Brief
Give every line of the listing word for word, beginning at the first and including the line with "2. Client will" as the last.

Records provided

PR #313, opened 2019-08-23
Problem: (CRO-359) Client does not fast forward when app hash is same

devashishdxt:
**Solution**:
1. Client will now fast forward if current app hash matches last app hash stored in client.
2. Client will fast forward each batch of requests (default is 20) if the batch does not change app hash (it will still make `block` RPC call).

**Note**: Because this PR changes internal storage structure of `last_block_height` and `last_app_hash`, every client will have to do a `sync --force`.

### DIFF
--- a/client-index/src/synchronizer.rs
+++ b/client-index/src/synchronizer.rs
@@ -3,7 +3,7 @@ use itertools::Itertools;
 
 use chain_core::state::account::StakedStateAddress;
 use chain_tx_filter::BlockFilter;
-use client_common::tendermint::types::Block;
+use client_common::tendermint::types::{Block, BlockResults, Status};
 use client_common::tendermint::Client;
 use client_common::{BlockHeader, PrivateKey, PublicKey, Result, Storage, Transaction};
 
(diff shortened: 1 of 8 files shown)


client-index/src/synchronizer.rs
```diff
@@ -48,37 +48,44 @@ where
...
         let last_block_height = self.global_state_service.last_block_height(view_key)?;
-        let current_block_height = self.client.status()?.last_block_height()?;
+        let current_block_height = status.last_block_height()?;
 
         // Send batch RPC requests to tendermint in chunks of `batch_size` requests per batch call
         for chunk in ((last_block_height + 1)..=current_block_height)
             .chunks(batch_size.unwrap_or(DEFAULT_BATCH_SIZE))
             .into_iter()
         {
+            if self.fast_forward_status(staking_addresses, view_key, private_key, &status)? {
```
tomtau: would it be possible to give a command-line option, e.g. `--fast` or `--slow`, so that one can still do the previous block-by-block check without the fast-forward?

devashishdxt: Is there any reason why someone would want to do that?

tomtau: for sanity

PR #314, opened 2019-08-23
Problem: (CRO-359 CRO-319) Synchronization progress is not visible in client-cli

devashishdxt:
Solution: Added a progress bar


Cargo.lock
```diff
@@ -1630,6 +1636,18 @@ dependencies = [
  "winapi 0.3.7 (registry+https://github.com/rust-lang/crates.io-index)",
 ]
 
+[[package]]
+name = "pbr"
+version = "1.0.1"
+source = "registry+https://github.com/rust-lang/crates.io-index"
+dependencies = [
+ "kernel32-sys 0.2.2 (registry+https://github.com/rust-lang/crates.io-index)",
```
tomtau: a bit worried about the dependency bloat -- but there's a separate issue for that

PR #327, opened 2019-08-28
Problem: (CRO-297) Missing list public keys RPC

calvinaco:
Solution: Added wallet_listPublicKeys RPC


client-rpc/src/rpc/wallet_rpc.rs
```diff
@@ -34,6 +34,15 @@ pub trait WalletRpc: Send + Sync {
     #[rpc(name = "wallet_list")]
     fn list(&self) -> Result<Vec<String>>;
 
+    #[rpc(name = "wallet_listPublicKeys")]
+    fn list_public_keys(&self, request: WalletRequest) -> Result<Vec<PublicKey>>;
```
devashishdxt: I'd recommend to convert `public_keys` to `String` before returning (similar to what we do before returning addresses).

PR #331, opened 2019-08-29
Problem: no option to choose the network initialisation (testnet/devnet...) in client-cli / rpc(cro-367)

leejw51crypto:
network initialization option
mainnet
testnet
devnet


chain-core/src/init/network.rs
```diff
@@ -71,8 +71,8 @@ pub fn get_bech32_human_part() -> &'static str {
 
 mod chosen_network {
     use super::*;
-    pub static mut NETWORK: Network = Network::Devnet;
-    pub static mut NETWORK_ID: u8 = 0 as u8;
+    pub static mut NETWORK: Network = Network::Testnet;
+    pub static mut NETWORK_ID: u8 = 0x42 as u8;
```
devashishdxt: Is there any specific reason to change these defaults?

client-rpc/src/main.rs
```diff
@@ -37,6 +37,15 @@ pub(crate) struct Options {
     )]
     network_id: String,
 
+    #[structopt(
+        name = "network-type",
+        short = "i",
+        long,
+        default_value = "test",
+        help = "Network Type (main, test, deve)"
```
devashishdxt:
```suggestion
        help = "Network Type (main, test, dev)"
```

client-rpc/src/main.rs
```diff
@@ -37,6 +37,15 @@ pub(crate) struct Options {
     )]
     network_id: String,
 
+    #[structopt(
+        name = "network-type",
+        short = "i",
+        long,
+        default_value = "test",
```
devashishdxt: I think the default value should be `dev`

client-rpc/src/server.rs
```diff
@@ -49,6 +50,13 @@ impl Server {
     pub(crate) fn new(options: Options) -> Result<Server> {
         let network_id =
             hex::decode(&options.network_id).context(ErrorKind::SerializationError)?[0];
+        let network_type = options.network_type;
+        match &network_type[..4] {
+            "main" => init_network(Network::Mainnet),
```
tomtau: `init_network` isn't public anymore.

What about:

1. make `options.network_id` optional argument
2.  use the constants from chain_core and `init_chain_id`: 
- `"main" => init_chain_id(MAINNET_CHAIN_ID)`
- `"test" => init_chain_id(TESTNET_CHAIN_ID)`
- for devnet, require `options.network_id` and do `init_chain_id(format!("devnet-{}", options.network_id))`
3. for the RPC server, use `get_network_id()` from chain-core (after it's initialised)

What do you think?

chain-core/src/init/network.rs
leejw51crypto: no specific reason
devnet is also good.
for devnet
how about 0xab?
@tomtau

client-rpc/src/main.rs
leejw51crypto: ok

chain-core/src/init/network.rs
tomtau: just keep it 0, it'll mean that it wasn't initialised

tomtau: for devnet, anyone can choose any number

client-rpc/src/server.rs
leejw51crypto: not bad
so it's like this

--network-type main 
or
--network-type test
or  automaticall dev mode, if network type is not specified
--network-id=ab

chain-core/src/init/network.rs
leejw51crypto: ok, i will change back

PR #345, opened 2019-09-04
Problem: (CRO-374) CLI uses base units for amounts

devashishdxt:
**Solution**: Changed client to accept amount in CRO

**Note**: As a long term solution to this, we should change `FromStr` implementation of `Coin`.

### DIFF
--- a/client-cli/src/command/transaction_command.rs
+++ b/client-cli/src/command/transaction_command.rs
@@ -7,7 +7,6 @@ use structopt::StructOpt;
 use unicase::eq_ascii;
 
 use chain_core::common::{Timespec, HASH_SIZE_256};
-use chain_core::init::coin::Coin;
 use chain_core::state::account::{StakedStateAddress, StakedStateOpAttributes};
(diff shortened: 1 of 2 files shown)


leejw51crypto:
how about force using .0 or .00
decimal point for numbers?

to remove mis-understanding completely

devashishdxt:
> how about force using .0 or .00
> decimal point for numbers?
> 
> to remove mis-understanding completely

@tomtau What do you think?

tomtau:
> > how about force using .0 or .00
> > decimal point for numbers?
> > to remove mis-understanding completely
> 
> @tomtau What do you think?

How is it in the Angular UI sample wallet? I think either way is fine as long as it's consistent among human interfaces

devashishdxt:
> > > how about force using .0 or .00
> > > decimal point for numbers?
> > > to remove mis-understanding completely
> > 
> > 
> > @tomtau What do you think?
> 
> How is it in the Angular UI sample wallet? I think either way is fine as long as it's consistent among human interfaces

Current implementation is same as Angular UI

PR #346, opened 2019-09-05
Problem: autosync unlock request doesn't check if the wallet was already added to auto sync (cro-395)

leejw51crypto:
make inserting wallet as upsert to prevent adding redundant wallets


client-index/src/auto_sync_core.rs
```diff
@@ -217,7 +217,16 @@ where
     pub fn get_queue(&self) -> Sender<OwnedMessage> {
         self.my_sender.clone()
     }
-
+    fn update_wallet(&mut self, info: &WalletInfo) -> Result<()> {
+        for i in 0..self.wallets.len() {
```
devashishdxt: Instead of checking duplicates in a `Vec`. Can we have a `HashSet` or `BTreeSet` of `WalletInfo`?

leejw51crypto: order is important, so need to use vec or list

devashishdxt: Why is order important?

leejw51crypto:
agree, i'll change to btreemap

client-index/src/auto_sync_core.rs
leejw51crypto: yes , BTreeMap will be good

leejw51crypto:
sorry, it will work now

PR #351, opened 2019-09-05
Problem: autosync unlock request doesn't check if the wallet was already added to auto sync(cro-395)

leejw51crypto:


leejw51crypto:
working on this

PR #352, opened 2019-09-05
Problem: no retry mechanism in auto sync (cro-394)

leejw51crypto:


leejw51crypto:
fixed

client-index/src/auto_synchronizer.rs
```diff
@@ -92,45 +82,55 @@ impl AutoSynchronizer {
...
+                            OwnedMessage::Ping(d) => Some(OwnedMessage::Pong(d)),
+                            _ => None,
+                        })
+                        .select(channel_rx.map_err(|_| WebSocketError::NoDataAvailable))
+                        .forward(sink)
+                });
+            match runtime.block_on(runner) {
+                Ok(_a) => {}
+                Err(b) => {
+                    println!("connection fail {}", b);
```
tomtau: `warn!` or `error!` for logging would be preferable, as that would highlight that something went wrong

client-index/src/auto_synchronizer.rs
```diff
@@ -92,45 +82,55 @@ impl AutoSynchronizer {
...
+                    std::thread::sleep(std::time::Duration::from_millis(1000));
```
tomtau: this will spam the error log -- the retry time could be extended on each retry attempt and/or there could be a maximum number of retries (after which it'll crash the whole client-rpc process)

client-index/src/auto_synchronizer.rs
leejw51crypto: ok, i'll fix

PR #365, opened 2019-09-10
Problem: (CRO-414) Creating transfer address also creates a staking address

devashishdxt:
Solution: Separated key storage for staking and transfer public keys

Note: This commit changes client's storage data model. We should tag master branch before pushing this change. Old data will not work with these changes.


devashishdxt:
> if this breaks the client, perhaps bump the version numbers to `0.1.0` and create a changelog entry --
> 
> ```
> *Unreleased*
> 
> ## v0.1.0
> 
> ### Features
> ...
> ### Bugfixes
> ...
> ```

It does not break client. It is not compatible with old storage data. Should we create a new release for that also?
Also, changes for grouping transaction history with transaction ID will bring a lot of incompatibility with past client versions. My suggestion is to bump the version only when all the breaking changes are in master.

Any comments @tomtau @leejw51 @calvinaco ?

tomtau:
> > if this breaks the client, perhaps bump the version numbers to `0.1.0` and create a changelog entry --
> > ```
> > *Unreleased*
> > 
> > ## v0.1.0
> > 
> > ### Features
> > ...
> > ### Bugfixes
> > ...
> > ```
> 
> It does not break client. It is not compatible with old storage data. Should we create a new release for that also?
> Also, changes for grouping transaction history by transaction ID will bring a lot of incompatibility with past client versions. My suggestion is to bump the version only when all the breaking changes are in master.
> 
> I have added above changes to `CHANGELOG` but haven't bumped up the version.
> 
> Any comments @tomtau @leejw51 @calvinaco ?

Well, it breaks the storage data format / public contract -- a non-breaking change would be to have some migration command / way to import old data.
It's fine to bump the version numbers now and later spawn a release branch from it. If there are some "v0.0-compatible" changes after this one, they can be cherry-picked to the "v0.0" branch and there could be "v0.0.2" if that's desired.

CHANGELOG.md
```diff
@@ -5,6 +5,13 @@
 The release is an incomplete alpha version meant to be deployed on the first iteration of the public testnet.
 There are no guarantees on future API and binary compatibility at this stage.
 
+## v0.0.2 (Unreleased)
```
tomtau: 0.1.0

CHANGELOG.md
```diff
@@ -5,6 +5,13 @@
...
+
+### Features
+
+### Bug Fixes
+* Creating a transfer address also creates a staking address
```
tomtau:
```suggestion
* [365](https://github.com/crypto-com/chain/pull/365) Creating a transfer address also creates a staking address
```

devashishdxt:
> > > if this breaks the client, perhaps bump the version numbers to `0.1.0` and create a changelog entry --
> > > ```
> > > *Unreleased*
> > > 
> > > ## v0.1.0
> > > 
> > > ### Features
> > > ...
> > > ### Bugfixes
> > > ...
> > > ```
> > 
> > 
> > It does not break client. It is not compatible with old storage data. Should we create a new release for that also?
> > Also, changes for grouping transaction history by transaction ID will bring a lot of incompatibility with past client versions. My suggestion is to bump the version only when all the breaking changes are in master.
> > I have added above changes to `CHANGELOG` but haven't bumped up the version.
> > Any comments @tomtau @leejw51 @calvinaco ?
> 
> Well, it breaks the storage data format / public contract -- a non-breaking change would be to have some migration command / way to import old data.
> It's fine to bump the version numbers now and later spawn a release branch from it. If there are some "v0.0-compatible" changes after this one, they can be cherry-picked to the "v0.0" branch and there could be "v0.0.2" if that's desired.

Changed the version to `0.1.0`

client-rpc/src/rpc/wallet_rpc.rs
```diff
@@ -126,20 +128,20 @@ where
         self.client.wallets().map_err(to_rpc_error)
     }
 
-    fn list_public_keys(&self, request: WalletRequest) -> Result<Vec<PublicKey>> {
+    fn list_public_keys(&self, request: WalletRequest) -> Result<BTreeSet<PublicKey>> {
```
calvinaco: Will the BTreeSet serializable to JSON as an array?

devashishdxt: Yes

PR #371, opened 2019-09-11
Problem: too many logs for disconnection of client-rpc auto-sync(cro-404)

leejw51:
fix sync bug


leejw51:
for block explorer, this is quick fix.

PR #372, opened 2019-09-11
Problem: (CRO-423) Integration test does not index all transaction tag

calvinaco:
Solution: Configure Tendermint to index all transaction tags

### DIFF
--- a/integration-tests/prepare.sh
+++ b/integration-tests/prepare.sh
@@ -64,7 +64,7 @@ function init_tendermint() {
 
 # @argument Tendermint directory
 function index_all_tags() {
-    print_step "Disabling empty blocks for ${1}"
+    print_step "Enable tag indexing for ${1}"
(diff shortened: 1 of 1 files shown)


integration-tests/prepare.sh
```diff
@@ -58,6 +58,14 @@ function init_tendermint() {
     if [ ! -z "${CI}" ]; then
         sudo chmod -R 777 ./tendermint
     fi
+
+    index_all_tags "tendermint"
+}
+
+# @argument Tendermint directory
+function index_all_tags() {
+    print_step "Disabling empty blocks for ${1}"
```
tomtau:
```suggestion
    print_step "Enable tag indexing for ${1}"
```

calvinaco: > is tag indexing required for integration test?

Not at the moment. I use it to test between other projects I am working on. So I enable it to facilities testing and development.

PR #373, opened 2019-09-12
Problem:(CRO-424) Auto-sync doesn't work correctly after adding wallet

leejw51:
Solution:
in process_text of auto_synchronizer,
it should return Ok, Err instead of directly close_connection.
because close_connection is called in caller "process_text".


leejw51crypto:
sorry, for complicated merging and incorrect-auto-sync.
I'll use 
```
git pull --rebase upstream master.
```
also i'll write more detail in description.
thanks!

calvinaco:
👍🏻 Thanks

PR #386, opened 2019-09-17
(CRO-378) Problem: GUI requires client-rpc

leejw51crypto:
Solution: use neon-binding to merge client-rpc binary


client-rpc/src/lib.rs
```diff
@@ -0,0 +1,120 @@
...
+        name = "websocket-url",
+        short,
+        long,
+        default_value = "ws://localhost:26657/websocket",
+        help = "Url for connecting with tendermint websocket RPC"
+    )]
+    websocket_url: String,
+}
+
+pub fn main() {
```
devashishdxt: I don't think we should name this function `main`

leejw51crypto: agree, "main" removed

leejw51crypto:
agree, i'll move to main and export it

PR #387, opened 2019-09-17
Problem: (CRO-333) Transactions are not grouped by transaction id in client storage

devashishdxt:
Solution: Grouped transactions by transaction id on per wallet basis. Also, updated CLI.

---
This change is [Reviewable](https://reviewable.io/reviews/crypto-com/chain/387)


devashishdxt:
> could the integration test be fixed before / for this PR?

@tomtau @calvinaco Is there a ticket opened for that?

devashishdxt:
___
*[client-core/src/handler/default_transaction_handler.rs, line 55 at r2](https://reviewable.io/reviews/crypto-com/chain/387#-Loy2qOsAB8l2AB-4FLW:-Loy4ngKCDors3ZHEAN1:b-xzt1tg) ([raw file](https://github.com/crypto-com/chain/blob/9a629ca875441b9bdc196b5c21e0258f2804f04b/client-core/src/handler/default_transaction_handler.rs#L55)):*
<details><summary><i>Previously, tomtau (Tomas Tauber) wrote…</i></summary><blockquote>

what will happen if some of the inputs are missing in the wallet?
</blockquote></details>

This step tries to gather details of all the inputs present in a transaction. If details corresponding to any input is not present, it means that current wallet's view-key was not present in the source transaction. So, the details will be set to `None`.

devashishdxt:
___
*[client-core/src/handler/default_transaction_handler.rs, line 55 at r2](https://reviewable.io/reviews/crypto-com/chain/387#-Loy2qOsAB8l2AB-4FLW:-Loy5u7k5jKv63SNXF1f:b-6br9b1) ([raw file](https://github.com/crypto-com/chain/blob/9a629ca875441b9bdc196b5c21e0258f2804f04b/client-core/src/handler/default_transaction_handler.rs#L55)):*
<details><summary><i>Previously, tomtau (Tomas Tauber) wrote…</i></summary><blockquote>

So, in the later step, the calculated fee may be incorrect or it'll fail?
</blockquote></details>

Fee is only calculated when all the inputs belong to current wallet, i.e., it is an `OUTGOING` transaction. Fee is not calculated when a transaction is `INCOMING`, i.e., inputs do not belong to current wallet but outputs does.

devashishdxt:
___
*[client-core/src/handler/default_transaction_handler.rs, line 55 at r2](https://reviewable.io/reviews/crypto-com/chain/387#-Loy2qOsAB8l2AB-4FLW:-Loy6JGm8BtLC3PlKkPx:bebg2fq) ([raw file](https://github.com/crypto-com/chain/blob/9a629ca875441b9bdc196b5c21e0258f2804f04b/client-core/src/handler/default_transaction_handler.rs#L55)):*
<details><summary><i>Previously, devashishdxt (Devashish Dixit) wrote…</i></summary><blockquote>

Fee is only calculated when all the inputs belong to current wallet, i.e., it is an `OUTGOING` transaction. Fee is not calculated when a transaction is `INCOMING`, i.e., inputs do not belong to current wallet but outputs does.
</blockquote></details>

`OUTGOING` = Some coins are spent
`INCOMING` = Some coins are received

devashishdxt:
___
*[client-core/src/handler/default_transaction_handler.rs, line 55 at r2](https://reviewable.io/reviews/crypto-com/chain/387#-Loy2qOsAB8l2AB-4FLW:-Loy6aV1BZDOVYdKXj4Z:b-jvt154) ([raw file](https://github.com/crypto-com/chain/blob/9a629ca875441b9bdc196b5c21e0258f2804f04b/client-core/src/handler/default_transaction_handler.rs#L55)):*
<details><summary><i>Previously, devashishdxt (Devashish Dixit) wrote…</i></summary><blockquote>

`OUTGOING` = Some coins are spent
`INCOMING` = Some coins are received
</blockquote></details>

You can see implementation of `calculate_balance_change` for details of different cases.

Your response
PR #313, opened 2019-08-23
Problem: (CRO-359) Client does not fast forward when app hash is same

devashishdxt:
**Solution**:
1. Client will now fast forward if current app hash matches last app hash stored in client.
2. Client will fast forward each batch of requests (default is 20) if the batch does not change app hash (it will still make `block` RPC call).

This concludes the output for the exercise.